Unless, of course, you have a monopoly on a large desktop market. Then it will
take some time.

------
aplusbi
>a lack of political diversity that was every bit as dangerous as a lack of,
say, racial or religious or gender diversity.

The lack of young-earth creationists in science is very worrisome.

------
Xcelerate
Does anyone find it ironic how many downvotes are in this thread? An article
about how a majority with a certain viewpoint is biased against a minority
with a different viewpoint, and a comments section that's full of people
downvoting others whose opinion they personally disagree with.

------
tlogan
I don't think this is hard to understand this.

The Republican Party (as of now) is not inclusive. If you are not white, your
English is not so great, or your sexual orientation is not heterosexual, or
you are traveling and learning about other countries, or you are not born
here, or you don't believe in creationism, or your religious views are not
Christians then you are out.

And the worst thing is that they don't even notice that.

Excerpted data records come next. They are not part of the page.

PR #150, opened 2017-02-03
Fix line ending in files

sdague:
It looks like git on some of the developer machines wasn't set up to
do automatic line ending handling, as such a lot of litteral ^M are
checked into the respository from files that were created entirely on
Macs. When viewing these files on a Linux machine, they look all kinds
of weird because the line ending is ^J.

This creates a .gitattributes file and sets all the files with extra
^M checked into the repository to be reset to git native ^J. When
checked out locally git will do translation to the right local endings
(^M on Mac, ^M^J on Win, ^J on Linux).


jsstylos:
Good catch, thanks for the fix!

PR #151, opened 2017-02-06
Adds support for NLU

kognate:
This adds support for NLU analyze api and sentiments.

### DIFF
--- a/examples/natural_language_understanding_v1.py
+++ b/examples/natural_language_understanding_v1.py
@@ -1,24 +1,27 @@
 
 # coding: utf-8
 
-# In[1]:
+# In[4]:
 
 import sys
 import os
 sys.path.append(os.path.join(os.getcwd(),'..'))
 import watson_developer_cloud
+import watson_developer_cloud.nlu.features.v1 as features
 
 
-# In[2]:
+# In[3]:
 
 nlu = watson_developer_cloud.NaturalLanguageUnderstandingV1(version='2016-01-23',
-                                                            username='<USERNAME>',
-                                                            password='<PASSWORD>')
+                                                            username='USERNAME',
+                                                            url='https://gateway-s.watsonplatform.net/natural-language-understanding/api',
+                                                            password='PASSWORD')
 
 
-# In[10]:
+# In[6]:
 
-nlu.analyzeText(text='this is my experimental text.  Bruce Banner is the Hulk and Bruce Wayne is BATMAN! Superman fears not Banner, but Wayne.',features={'entities': {}})
+nlu.analyzeText(text='this is my experimental text.  Bruce Banner is the Hulk and Bruce Wayne is BATMAN! Superman fears not Banner, but Wayne.',
+                features=[features.Entities(), features.Keywords()])
 
 
 # In[ ]:
--- a/examples/natural_language_understanding_v1.py
+++ b/examples/natural_language_understanding_v1.py
@@ -1,0 +1,27 @@
+
+# coding: utf-8
+
+# In[1]:
+
+import sys
+import os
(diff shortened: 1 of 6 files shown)


watson_developer_cloud/natural_language_understanding_v1.py
```diff
@@ -0,0 +1,91 @@
...
+# WITHOUT WARRANTIES OR CONDITIONS OF ANY KIND, either express or implied.
+# See the License for the specific language governing permissions and
+# limitations under the License.
+
+from watson_developer_cloud.watson_developer_cloud_service import \
+    WatsonDeveloperCloudService
+import json
+
+base_url = 'https://gateway.watsonplatform.net'
+default_url = '{0}/natural-language-understanding/api'.format(base_url)
```
jsstylos: I think the other services put this inside the class

watson_developer_cloud/natural_language_understanding_v1.py
```diff
@@ -0,0 +1,91 @@
...
+        if len(featureList) < 1:
+            raise ValueError("Must supply at least one feature")
+
+        return self.request(method='POST', url='/v1/analyze',
+                            params={"version": self.version},
+                            headers={'content-type': 'application/json'},
+                            data=body,
+                            accept_json=True)
+
+    def analyzeText(self, features, text):
```
jsstylos: In AlchemyLanguage, which exposed separate endpoints for different input formats, we combined this into single SDK methods that took optional parameters for each of the input types, e.g. (url=None, text=None, html=None). For NLU, which combines the endpoints, I think we'd also want the combined SDK method.

The other services also use snake_case for the method names, parameters (and internal variables).

The service supports additional top-level parameters in addition to features and text (I think it's: url=None, clean=True, xpath=None, fallback_to_raw=True, return_analyzed_text=False, language=None). The way we've supported these before in the Python SDK is by making the top-level JSON fields parameters in the method, and by (usually) setting the service's default value for the parameters in the SDK.

watson_developer_cloud/nlu/features/v1/__init__.py
```diff
@@ -0,0 +1,72 @@
+class Feature(object):
```
jsstylos: Not sure now this works -- does it essentially type-check the valid keys in the dict they send in the features parameter?

kognate: you have to use the staging url for it to work.  Yes, you are correct, it type checks the features  param (which is a list of feature subclasses).

watson_developer_cloud/natural_language_understanding_v1.py
kognate: ok

watson_developer_cloud/natural_language_understanding_v1.py
kognate: OK,  I'll add the combined method and snake case the methods.  

The top level params I left off because not all of them work right now so I don't have a good way to test them.

examples/natural_language_understanding_v1.py
```diff
@@ -0,0 +1,30 @@
...
+sys.path.append(os.path.join(os.getcwd(),'..'))
+import watson_developer_cloud
+import watson_developer_cloud.nlu.features.v1 as features
+
+
+# In[3]:
+
+nlu = watson_developer_cloud.NaturalLanguageUnderstandingV1(version='2016-01-23',
+                                                            username='USERNAME',
+                                                            url='https://gateway-s.watsonplatform.net/natural-language-understanding/api',
```
jsstylos: In the public example we probably shouldn't use gateway-s, even though the public gateway doesn't work yet.

PR #155, opened 2017-02-07
Support for the new Preferable Options feature

annabekkerman:


annabekkerman:
@kognate I actually did add the new parameter to the Tradeoff API example call in `examples/tradeoff_analytics_v1.py`.  Now you'll see the new section that contains preferable options in the response json. 

Given that this example simply printed the output I thought that making the new section to appear in there should be enough. Did you have a more extensive example in mind?

PR #164, opened 2017-02-23
make sure to add all modules for instalation

### LINKED ISSUE #163: Error importing library
I'm using the watson_developer_cloud Python library to experiment with Watson. I have used PIP to install the watson_developer_cloud. This appears to work. When I try this:

import watson_developer_cloud.natural_language_understanding.features.v1 as features

I get an error saying: ModuleNotFoundError: No module named 'watson_developer_cloud.natural_language_understanding'

Thanks for your help

kognate:
This fixes #163 because on release these files weren't included and I was able to replicate the reporters findings only when using a clean vm to test with.

### DIFF
--- a/MANIFEST.in
+++ b/MANIFEST.in
@@ -2,5 +2,6 @@ include README.md
 include LICENSE
 
 recursive-include examples *.py *.md
+recursive-include watson_developer_cloud *.py *.md
 global-exclude .DS_Store
 global-exclude *.pyc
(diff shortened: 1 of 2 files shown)


germanattanasio:
@kognate can you revert the `bump version` commit ?

I think the way we do releases is using `bumpversion`. So we first do all the code changes and then we do``` bumpversion patch```

germanattanasio:
See https://github.com/watson-developer-cloud/python-sdk/blob/master/RELEASES.md

kognate:
@german I reverted it.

Like ridiculing me
about my accent and heritage and then asking "why you are not republican - we
have similar views...". Yeah... I have a Trotsky book to sell you.

So if you are in academia you will be excluded by Republican Party because of
the following:

\- you don't believe in creationism

\- your religious views are not Christians

\- you are not born here

\- you are married with somebody who is not born here

\- you are traveling around the world

In short, Republican party is getting defined not by its policy but by its
exclusion principle (and it is defined by Fox News - which is not helping
Republican party at all).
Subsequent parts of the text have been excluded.